Most DC pumps are fairly small and only require a single solar panel. The solar pump kit manufacturer will
have properly matched the solar panels output to the power requirements of the pump. However, if you
find your pump requires more energy you can usually add on another panel since most panels are designed
to be connected in strings or modules. The main thing is to be sure that you don't exceed the maximum
voltage the pump can handle. If you are not sure check with an electrician or the contractor that
provided you the pump.
Low volume pumps use positive displacement (volumetric) mechanisms which seal water in cavities and
force it upward. Lift capacity is maintained even while pumping slowly. These mechanisms include
diaphragm, vane and piston pumps. These differ from a conventional centrifugal pump that needs to spin
fast to work efficiently. Centrifugal pumps are used where higher volumes are required.
Most solar pumping systems use water storage rather than batteries, for simplicity and economy. A float
switch can turn the pump off when the water tank fills, to prevent overflow. Compared with windmills,
solar pumps are less expensive, and much easier to install and maintain. They provide a more consistent
supply of water. They can be installed in valleys and wooded areas where wind exposure is poor. A PV
array may be placed some distance away from the pump itself, even several hundred feet (100 m) away.
The smallest solar pumps require less than 150 watts, and can lift water from depths exceeding 200 Feet
(65 m) at 1.5 gallons (5.7 liters) per minute. You may be surprised by the performance of such a small
system. In a 10-hour sunny day a solar pump can lift 900 gallons (3400 liters). That's enough to supply
several families, or 30 head of cattle, or 40 fruit trees! Slow solar pumping lets us utilize low-yield water
sources. It also reduces the cost of long pipelines, since small-sized pipe may be used.
Determining the Type of Pump You Need
One of the first things you will need to do in most water pumping scenarios is determine whether a
submersible pump or a surface pump is best. This is based on the nature of the water source. Submersible
pumps are suited both to deep well and to surface water sources. Surface pumps can only draw water
from about 20 feet (6m) below ground level, but they can push it far uphill. Where a surface pump is
feasible, it is less expensive than a submersible, and a greater variety is available.
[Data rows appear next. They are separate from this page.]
PR #754, opened 2022-09-11
change entrypoint order

aapjeisbaas:
I would like to be able to run some shell scripts before loading my config.json
Otherwise my startup fails because the script downloads the index.php that is referenced in the config.json


tippexs:
Good Morning, thanks for your PR. The ordering of the cert, conf, shell script are does make sense. In your case I would like you to you the shell script for doing the bootstrapping of your application and later apply the unit configuration by sending it the controller api using `curl`.

This is the way I did that with NodeJS and that should just work for you.

PR #775, opened 2022-10-24
feat: improve docker-entrypoint.sh

jd1378:
Hi
I was using this file in one of my custom docker images, and I think we could improve it a bit by switching to sh, which is more widely available than bash, and to include soft links in the find command results, so we can create softlinks in docker entry directory as well

### DIFF
--- a/pkg/docker/docker-entrypoint.sh
+++ b/pkg/docker/docker-entrypoint.sh
@@ -1,4 +1,4 @@
-#!/usr/bin/env sh
+#!/bin/sh
 
 set -e
 
--- a/pkg/docker/docker-entrypoint.sh
+++ b/pkg/docker/docker-entrypoint.sh
@@ -5,8 +5,8 @@ set -e
 curl_put()
 {
     RET=$(/usr/bin/curl -s -w '%{http_code}' -X PUT --data-binary @$1 --unix-socket /var/run/control.unit.sock http://localhost/$2)
-    RET_BODY=$(printf '%s' "$RET" | cut -c 1)
-    RET_STATUS=$(echo $RET | /usr/bin/tail -c 4)
+    RET_BODY=$(echo "$RET" | sed 's/.\{3\}$//')
+    RET_STATUS=$(echo "$RET" | tail -1 | grep -ohe '...$')
     if [ "$RET_STATUS" -ne "200" ]; then
         echo "$0: Error: HTTP response status code is '$RET_STATUS'"
         echo "$RET_BODY"
--- a/pkg/docker/docker-entrypoint.sh
+++ b/pkg/docker/docker-entrypoint.sh
@@ -1,11 +1,11 @@
-#!/usr/bin/env bash
+#!/usr/bin/env sh
 
 set -e
 
 curl_put()
 {
-    RET=`/usr/bin/curl -s -w '%{http_code}' -X PUT --data-binary @$1 --unix-socket /var/run/control.unit.sock http://localhost/$2`
-    RET_BODY=${RET::-3}
+    RET=$(/usr/bin/curl -s -w '%{http_code}' -X PUT --data-binary @$1 --unix-socket /var/run/control.unit.sock http://localhost/$2)
+    RET_BODY=$(printf '%s' "$RET" | cut -c 1)
     RET_STATUS=$(echo $RET | /usr/bin/tail -c 4)
     if [ "$RET_STATUS" -ne "200" ]; then
         echo "$0: Error: HTTP response status code is '$RET_STATUS'"
@@ -18,7 +18,7 @@ curl_put()
     return 0
 }
 
-if [ "$1" = "unitd" -o "$1" = "unitd-debug" ]; then
+if [ "$1" = "unitd" ] || [ "$1" = "unitd-debug" ]; then
     if /usr/bin/find "/var/lib/unit/" -mindepth 1 -print -quit 2>/dev/null | /bin/grep -q .; then
         echo "$0: /var/lib/unit/ is not empty, skipping initial configuration..."
     else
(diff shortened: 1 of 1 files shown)


pkg/docker/docker-entrypoint.sh
```diff
@@ -1,11 +1,11 @@
-#!/usr/bin/env bash
```
alejandro-colomar, line 1: The shebang for sh(1) should be  `#!/bin/sh`.

pkg/docker/docker-entrypoint.sh
```diff
@@ -1,11 +1,11 @@
...
+#!/usr/bin/env sh
 
 set -e
 
 curl_put()
 {
-    RET=`/usr/bin/curl -s -w '%{http_code}' -X PUT --data-binary @$1 --unix-socket /var/run/control.unit.sock http://localhost/$2`
-    RET_BODY=${RET::-3}
+    RET=$(/usr/bin/curl -s -w '%{http_code}' -X PUT --data-binary @$1 --unix-socket /var/run/control.unit.sock http://localhost/$2)
+    RET_BODY=$(printf '%s' "$RET" | cut -c 1)
```
alejandro-colomar, line 8: Can't we just have an `echo(1)` here?

jd1378: Sorry but I don't know how it exactly  works to change this

pkg/docker/docker-entrypoint.sh
jd1378: done

pkg/docker/docker-entrypoint.sh
alejandro-colomar, line 8: I don't fully understand bash's `${RET::-3}`. I agree with you it's quite cryptic, and prefer your approach with pipes and standard commands.

But could you please explain why those two are equivalent?  The bash code is removing the last 3 characters of a string, and your code is keeping only the first character.

Please show which kind of string is expected/valid at this point, and why both are equivalent.

alejandro-colomar: I meant `$(echo "$RET" | cut -c 1)`.  Isn't that equivalent to what you wrote?  Why do we need printf(1)?

pkg/docker/docker-entrypoint.sh
jd1378: but wouldnt it make it less portable?

alejandro-colomar: I think not.  In case of `bash(1)`, yes, because some systems install `bash(1)` in a weird place, so `env(1)` always knows where it is.

However, `sh(1)` is always (AFAIK) available at `/bin/sh`.

I just looked at POSIX, and it seems that it allows `sh(1)` to be in a different location.  But that would break lots of scripts, so I don't think any reasonable system puts `sh(1)` in a different place.  BTW, I guess there's a reason most sources refer to `sh(1)` as `/bin/sh` instead of `sh(1)`.

pkg/docker/docker-entrypoint.sh
alejandro-colomar: If you don't know how echo works: it just prints its arguments, separated by space (but normally you just pass a signle argument, so it prints it literally).

jd1378: so I figured what its doing in original file
what I did was clearly nonsense

so what it does is simply get the string without the last 3 characters, because the last 3 chars are the http response code

jd1378: okay I fixed it
I hope its clear now

pkg/docker/docker-entrypoint.sh
jd1378: thanks for the info

thresheek:
Why do you need symlinks in the docker-entrypoint.d directory? Where are they pointing at - how exactly does that work?

pkg/docker/docker-entrypoint.sh
```diff
@@ -1,12 +1,12 @@
...
 
 set -e
 
 curl_put()
 {
     RET=$(/usr/bin/curl -s -w '%{http_code}' -X PUT --data-binary @$1 --unix-socket /var/run/control.unit.sock http://localhost/$2)
-    RET_BODY=$(printf '%s' "$RET" | cut -c 1)
-    RET_STATUS=$(echo $RET | /usr/bin/tail -c 4)
+    RET_BODY=$(echo "$RET" | sed 's/.\{3\}$//')
+    RET_STATUS=$(echo "$RET" | tail -1 | grep -ohe '...$')
```
alejandro-colomar, line 9: I think `tail -1` is an extension (I didn't even know about it), and is not documented in coreutils.

POSIX only guarantees `-n 1`.

pkg/docker/docker-entrypoint.sh
```diff
@@ -1,12 +1,12 @@
...
 set -e
 
 curl_put()
 {
-    RET=`/usr/bin/curl -s -w '%{http_code}' -X PUT --data-binary @$1 --unix-socket /var/run/control.unit.sock http://localhost/$2`
-    RET_BODY=${RET::-3}
-    RET_STATUS=$(echo $RET | /usr/bin/tail -c 4)
+    RET=$(/usr/bin/curl -s -w '%{http_code}' -X PUT --data-binary @$1 --unix-socket /var/run/control.unit.sock http://localhost/$2)
+    RET_BODY=$(echo "$RET" | sed 's/.\{3\}$//')
+    RET_STATUS=$(echo "$RET" | tail -1 | grep -ohe '...$')
```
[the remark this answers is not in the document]
jd1378: thanks for the info

I didn't need to change RET_STATUS in the first place I think, so I reverted it
I only changed RET_BODY now

pkg/docker/docker-entrypoint.sh
jd1378: done

pkg/docker/docker-entrypoint.sh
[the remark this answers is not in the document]
alejandro-colomar: It's looking good!

alejandro-colomar (approved):

jd1378:
> Why do you need symlinks in the docker-entrypoint.d directory? Where are they pointing at - how exactly does that work?

because that way I can keep my script inside my `/var/www` dir, create a symlink, and it would run it as if it was executed in `/var/www` dir, from what I understand, so I wouldn't need to cd inside the script.
correct me if I'm having wrong assumptions here

thresheek:
That does not make any sense to me on multiple levels.

With scripts/cert+keys under /var/www, you're basically exposing your configuration through a directory typically used as a publically accessible webroot, mixed with your static/application files.

But ok, even if any other directory is used to store those files, I don't get why you'd want an extra step of creating symlinks instead of just specifying that directory with specific configuration files in a volume mount?

I don't mind making the script POSIX-compliant (although I don't really see much point in doing so, since we don't ship any non-bash images), but the symlink part does not seem to provide any benefit.

alejandro-colomar:
> That does not make any sense to me on multiple levels.
> 
> With scripts/cert+keys under /var/www, you're basically exposing your configuration through a directory typically used as a publically accessible webroot, mixed with your static/application files.

Yeah, `/var/www` is a bad directory for that.

But I'd think it would be fine putting a script in `/usr/local/bin` or a similar place, and then symlinking to wherever the script needs to be put.

> But ok, even if any other directory is used to store those files, I don't get why you'd want an extra step of creating symlinks instead of just specifying that directory with specific configuration files in a volume mount?

The files could be embedded in the image at build time.  I did that a long time ago with some images of mine.  Not sure if it was ideal, but it worked for me.

> I don't mind making the script POSIX-compliant (although I don't really see much point in doing so, since we don't ship any non-bash images), but the symlink part does not seem to provide any benefit.

Agree, it makes sense to split the patch in two.  I can do that while committing.

I don't think it's important being sh(1)-compliant, but the changes in this case are using `$()` instead of ``, and also using Unix tools instead of cryptic shell features, which are good changes, even for a bash(1) script.  In fact, maybe we want to go back to a bash(1) shebang some day to use things like `-o pipefail`, which I'm not sure if we want in this script, but the contents of the script being as sh(1)-compatible as possible are a good thing for readability anyway.

If you agree, I'll merge the POSIX changes already, since they look good to me.

thresheek:
> But I'd think it would be fine putting a script in /usr/local/bin or a similar place, and then symlinking to wherever the script needs to be put.

That only complicates things, since /docker-entrypoint.d/ still stays and violates FHS. I don't like it as well but that's a well-known and common directory in docker world.

> The files could be embedded in the image at build time. I did that a long time ago with some images of mine. Not sure if it was ideal, but it worked for me.

Sure, there are many ways to do things, but I'd rather promote clear separation between configuration and application files.

> If you agree, I'll merge the POSIX changes already, since they look good to me.

Sure.  Maybe also use a full path to sed binary while at it to conform with the other parts of the script. Thanks!

alejandro-colomar:
> > But I'd think it would be fine putting a script in /usr/local/bin or a similar place, and then symlinking to wherever the script needs to be put.
> 
> That only complicates things, since /docker-entrypoint.d/ still stays and violates FHS. I don't like it as well but that's a well-known and common directory in docker world.
> 
> > The files could be embedded in the image at build time. I did that a long time ago with some images of mine. Not sure if it was ideal, but it worked for me.
> 
> Sure, there are many ways to do things, but I'd rather promote clear separation between configuration and application files.

Yeah, since @jd1378 seems to not need symlinks (since they won't offer the features he thought they had), I think we'll reject the changes for now (if someone in the future comes with a better reason, we can reconsider).

> > If you agree, I'll merge the POSIX changes already, since they look good to me.
> 
> Sure. Maybe also use a full path to sed binary while at it to conform with the other parts of the script. Thanks!

Okay, I'll merge those changes, and use the full paths (BTW, I'm curious: why are we using full paths?  Are they reliable?).

thresheek:
Full paths are used so an incorrect PATH set through environment when container is launched won't mess with the entrypoint script.

alejandro-colomar:
The POSIX compatibility changes have been merged.

jd1378:
thanks a lot for the explanation

about being  POSIX-compliant: I have made an alpine image with unit, and to run this script, I had to make it compliant

Issue #795, opened 2022-11-30
Critical Undefined Behavior: write past the end of an array


alejandro-colomar:
While trying to fix a bug, I found these:

```c
$ grepc -tfd nxt_clone_credential_setgroups
#./src/nxt_clone.c:37:
nxt_int_t
nxt_clone_credential_setgroups(nxt_task_t *task, pid_t child_pid,
    const char *str)
{
    int     fd, n;
    u_char  *p, *end;
    u_char  path[PATH_MAX];

    end = path + PATH_MAX;
    p = nxt_sprintf(path, end, "/proc/%d/setgroups", child_pid);
    *p = '\0';

    if (nxt_slow_path(p == end)) {
        nxt_alert(task, "error write past the buffer: %s", path);
        return NXT_ERROR;
    }

    ...
}
```

```c
$ grepc -tfd nxt_discovery_modules
./src/nxt_application.c:205:
static nxt_buf_t *
nxt_discovery_modules(nxt_task_t *task, const char *path)
{
    ...

    *p++ = ']';

    if (nxt_slow_path(p > end)) {
        nxt_alert(task, "discovery write past the buffer");
        goto fail;
    }

    ...
}
```

```c
$ grepc -tfd nxt_clone_credential_map_set
./src/nxt_clone.c:133:
nxt_int_t
nxt_clone_credential_map_set(nxt_task_t *task, const char* mapfile, pid_t pid,
    nxt_int_t default_container, nxt_int_t default_host,
    nxt_clone_credential_map_t *map)
{
    ...

    if (map->size > 0) {
        ...

    } else {
        ...

        end = mapinfo + len;
        p = nxt_sprintf(mapinfo, end, "%d %d 1",
                        default_container, default_host);
        *p = '\0';

        if (nxt_slow_path(p == end)) {
            nxt_alert(task, "write past mapinfo buffer");
            nxt_free(mapinfo);
            return NXT_ERROR;
        }
    }

    ...
}
```

Writing past the end is invoking Critical Undefined Behavior, and checking after it has happened is too late.  We should move the checks to *before* the writing.

alejandro-colomar:
However, that doesn't fix the other important problem with this code:  we're not really detecting string truncation at all.

`nxt_sprintf()` needs to be fixed to be able to report truncation.  A good example of how to do that, IMO, would be `stpecpy()`, which returns `end + 1` on truncation: <https://software.codidact.com/posts/285946>

CC:
@andrey-zelenkov 
[...]

PR #805, opened 2022-12-10
Add nxt_stpecpy(), and use it in isolation code to replace (and optimize) unsafe code

alejandro-colomar:
```
/*
 * SYNOPSIS
 *      char *stpecpy(char *dst, char past_end[0], const char *restrict src);
 *
 * ARGUMENTS
 *      dst     Destination string.  Will be null-terminated after the
 *              call.
 *
 *      past_end
 *              Pointer to one past the last byte in the 'dst' buffer.
 *              This is used to truncate the output string if
 *              necessary.
 *
 *      src     Source string to copy from.  This string should be
 *              terminated with a NUL byte.
 *
 * DESCRIPTION
 *      This function is similar to stpcpy(3), but it truncates the
 *      output string as necessary.
 *
 *      You can chain calls to this function as you would do with
 *      stpcpy(3).  Only after the last call it is necessary to check
 *      for truncation (but don't forget to do so):
 *
 *          past_end = buf + sizeof(buf);
 *          p = buf;
 *          p = stpecpy(p, past_end, "foo");
 *          p = stpecpy(p, past_end, "bar");
 *          p = stpecpy(p, past_end, "baz");
 *          if (p == past_end) {
 *              --p;
 *              // Handle truncation.
 *          }
 *
 *      This function is an improvement over strscpy(9) and strlcpy(3)
 *      (and strlcat(3)), both in terms of usability and performance.
 *
 * RETURN VALUE
 *      This function returns a pointer to the 'end' of the destination
 *      string, that is, a pointer to its NUL byte.
 *
 *      However, if the destination string has been truncated, it
 *      returns a pointer to one past the end (past_end).
 *
 * ERRORS
 *      This function has no errors.  If strlcpy(3)-like behavior is
 *      desired, that is, if you want to crash if the input string is
 *      invalid (doesn't contain a terminating NUL byte), you may use
 *      stpecpyx() instead:
 *
 *      inline char *
 *      stpecpyx(char *dst, const char *restrict src, char past_end[0])
 *      {
 *          if (unlikely(src[strlen(src)] != '\0'))
 *              raise(SIGSEGV);
 *
 *          return stpecpy(dst, src, past_end);
 *      }
 *
 * CAVEATS
 *      Truncation is normally a bug, and you should detect it.  Only
 *      if a truncated string is not a problem, it makes sense to ignore
 *      the return value of this function.
 */

This function is in the public domain, and its design can be found in
the Codidact forum, in the following link.

Link: <https://software.codidact.com/posts/285946/287522#answer-287522>
```

### DIFF
--- a/src/nxt_cgroup.c
+++ b/src/nxt_cgroup.c
@@ -8,9 +8,9 @@
 #include <nxt_cgroup.h>
 
 
-static int nxt_mk_cgpath_relative(nxt_task_t *task, const char *dir,
+static char *nxt_mk_cgpath_relative(nxt_task_t *task, const char *dir,
     char *cgpath);
-static nxt_int_t nxt_mk_cgpath(nxt_task_t *task, const char *dir,
+static char *nxt_mk_cgpath(nxt_task_t *task, const char *dir,
     char *cgpath);
 
 
@@ -18,6 +18,7 @@ nxt_int_t
 nxt_cgroup_proc_add(nxt_task_t *task, nxt_process_t *process)
 {
     int        len;
+    char       *p, *past_end;
     char       cgprocs[NXT_MAX_PATH_LEN];
     FILE       *fp;
     nxt_int_t  ret;
@@ -29,8 +30,8 @@ nxt_cgroup_proc_add(nxt_task_t *task, nxt_process_t *process)
         return NXT_OK;
     }
 
-    ret = nxt_mk_cgpath(task, process->isolation.cgroup.path, cgprocs);
-    if (nxt_slow_path(ret == NXT_ERROR)) {
+    p = nxt_mk_cgpath(task, process->isolation.cgroup.path, cgprocs);
+    if (nxt_slow_path(p == NULL)) {
         return NXT_ERROR;
     }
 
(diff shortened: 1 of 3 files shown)


alejandro-colomar:
BTW, before you ask, this is a perfect case for why `restrict` is necessary.  

```
$ grepc -tfd nxt_stpecpy
./src/nxt_string.c:154:
char *
nxt_stpecpy(char *dst, const char *restrict src, char *past_end)
{
    char *p;

    if (dst == past_end)
        return past_end;

    p = memccpy(dst, src, '\0', past_end - dst);
    if (p != NULL)
        return p - 1;

    /* truncation detected */
    past_end[-1] = '\0';
    return past_end;
}
```

It tells the programmer that the first and last pointers to the function are pointers to the same object, while the second one points to a distinct object.  It helps readability (at the same time that it allows the compiler to better understand the code, and also be able to warn about silly mistakes).

alejandro-colomar:
I think I will change the function prototype, to pass the `past_end` pointer next to its `dst` relative.  It changes the "standard" way of putting the limits after all other parameters, but it would improve alignment and therefore readability, and also, there's no standard function accepting `past_end`, so I have a bit of freedom there, in therms of consistency.

alejandro-colomar:
Cc: @igorsysoev  @VBart  @mar0x

alejandro-colomar:
I'm closing temporarily until the next release.

ac000:
I do object to calling the current code _unsafe_.

Can you point out how in its current form it's _unsafe_? 

Or do you really mean, it's hard to get right?

What about the other dozen or so uses of snprintf(3)?

alejandro-colomar:
> I do object to calling the current code _unsafe_.

There are different levels of unsafety, and they are different to different people.

> 
> Can you point out how in its current form it's _unsafe_?

There are no bugs or vulnerabilities in your code, if that's the question.

> 
> Or do you really mean, it's hard to get right?

Yes, I meant that, which to me is the same as unsafe.  I'm sorry if this usage of the term caused any confusion/troubles, and I reworded to clarify.

> 
> What about the other dozen or so uses of snprintf(3)?

Oh, that one is really broken.  I only had a fast look and found several bugs (UB).  Reported here: <https://github.com/nginx/unit/issues/795#issuecomment-1345400420>.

Once you have decided the type of pump you will need you will need to determine the flow rate required.
Here is the equation, in the simplest terms: Gallons (Cubic Meters) per Hour = Gallons (Cubic Meters) Per
Day / Available Peak Sun Hours per Day Peak Sun Hours refers to the average equivalent hours of full-sun
energy received per day. It varies with the location and the season. For example, the arid central-western
USA averages 7 peak hours in summer, and dips to 4.5 peak hours in mid-winter. In most cases, to be safe,
you will want to talk to your well contractor or a local pump provider to ensure that you have correctly
estimated your requirements but inevitably whoever you talk to is likely to ask one or more of the
following questions, so be prepared:
1.
2.
3.
4.
5.
6.
7.
8.
How deep is your well or alternative water source?
What is the static water level in the well (the static level is that height in the well to which the
water rises under it’s own pressure)?
How many gallons per minute does your well produce?
How many gallons per day do you need?
Will you pump to a non-pressurized holding tank or to a pressure tank?
How many feet above the well head is the tank located?
If a pressure tank is used, how many pounds of pressure will you ask the pump to create?
How many feet from the solar array to the well head?